Best Practices for DNALLM¶

To get the most out of DNALLM, follow these best practices for data handling, model selection, and training.

1. Data Preparation¶

Start with High-Quality Data: The principle of "garbage in, garbage out" is especially true for deep learning. Use sequences from trusted sources like NCBI or Ensembl.
Perform Quality Control: Always clean your data before training.
- Use the DNADataset.validate_sequences() method to filter out sequences that are too short, too long, or contain invalid characters.
- Check for and handle class imbalance in classification tasks. You can oversample the minority class or use weighted loss functions.

Use Efficient Formats: For large datasets, prefer high-performance formats like Parquet or Arrow over CSV. They are significantly faster to load and process.

# Save your processed DataFrame to Parquet for faster loading next time
my_dataframe.to_parquet("processed_data.parquet")

# Load it quickly later
from dnallm.datahandling import DNADataset
dna_ds = DNADataset.load_local_data("processed_data.parquet")

Leverage Data Augmentation: Increase the diversity of your training data to improve model generalization.
- For most DNA tasks, adding the reverse complement is a safe and effective augmentation strategy.
- Use dna_ds.augment_reverse_complement() to double your dataset size.

2. Model Selection¶

Match the Model to the Task:
- Classification/Feature Extraction: Use encoder-only models like DNABERT or Nucleotide Transformer (ESM-based). They are excellent at understanding sequence context.
- Sequence Generation: Use decoder-only models like DNAGPT (LLaMA-based) or Evo (Hyena-based). They are designed to predict the next token.
- Long Sequences (>5kb): For very long sequences, consider architectures designed for efficiency, such as Caduceus or HyenaDNA. Standard transformers can be too slow and memory-intensive.
Start with a Pre-trained Model: Never train from scratch unless you have a massive dataset (billions of sequences). Fine-tuning a model pre-trained on a large biological corpus (like DNABERT or Evo) will yield better results much faster.
Check the Tokenizer: Ensure the model's tokenizer is appropriate for your data. Most DNA models use a k-mer based tokenizer. Using a model trained on English text with its original tokenizer will not work for DNA.
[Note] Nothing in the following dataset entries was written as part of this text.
PR #548, opened 2018-11-02
Add test case for supporting multi-version CRD

dinhxuanvu:
Test updating CSV which owns different versions of the same CRD to
ensure CSV is created correctly and deployed successfully.

Jira: <https://jira.coreos.com/browse/ALM-629>


jpeeler:
oops :)

PR #551, opened 2018-11-05
Add CRD to "View" RBAC Role

alecmerdler:
### Description

When creating the "view" `Role` for instances of a custom resource, add the CRD itself so users can fetch the validation and additional printer columns.

Addresses https://jira.coreos.com/browse/ALM-785


ecordell:
This looks good, we should support apiservices as well! I'm about to push up a PR that adds the pluralname to apiservicedefinitions in the CSV so that we can construct the RBAC for it

alecmerdler:
@ecordell Is this blocked by #571?

ecordell:
This is included in #618

PR #552, opened 2018-11-07
feat(make): add e2e command for running from ci-operator

ecordell:


pkg/package-server/provider/inmem.go
```diff
@@ -188,7 +189,7 @@ func (m *InMemoryProvider) syncCatalogSource(obj interface{}) error {
 	// assert as CatalogSource
 	catsrc, ok := obj.(*operatorsv1alpha1.CatalogSource)
 	if !ok {
-		log.Debugf("wrong type: %#v", obj)
+		logrus.Debugf("wrong type: %#v", obj)
```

3. Training and Fine-tuning¶

Use Mixed-Precision Training: Enable fp16 (or bf16 on newer GPUs) in your training configuration. This can speed up training by 2-3x and significantly reduce memory usage with minimal impact on accuracy.
```
# In your config.yaml
training_args:
  fp16: true
```
Optimize Memory Usage: If you encounter CUDA out of memory errors:
- Gradient Accumulation: This is the most effective technique. It simulates a larger batch size without using more memory. Set gradient_accumulation_steps to 2, 4, 8, or higher.
- Reduce Batch Size: Lower per_device_train_batch_size.
- Use 8-bit Optimizers: Set optim: "adamw_8bit" in your training arguments to save VRAM used by the optimizer.
Log and Monitor Training: Use logging tools like Weights & Biases (wandb) or TensorBoard to track your training progress. This helps you spot issues like overfitting or unstable training early. Enable it in your training_args.
```
training_args:
  report_to: "wandb"
```
Start Small: Before launching a multi-day training run on your full dataset, test your entire pipeline on a small subset (e.g., 1% of the data) for one or two epochs. This ensures there are no bugs in your code or configuration.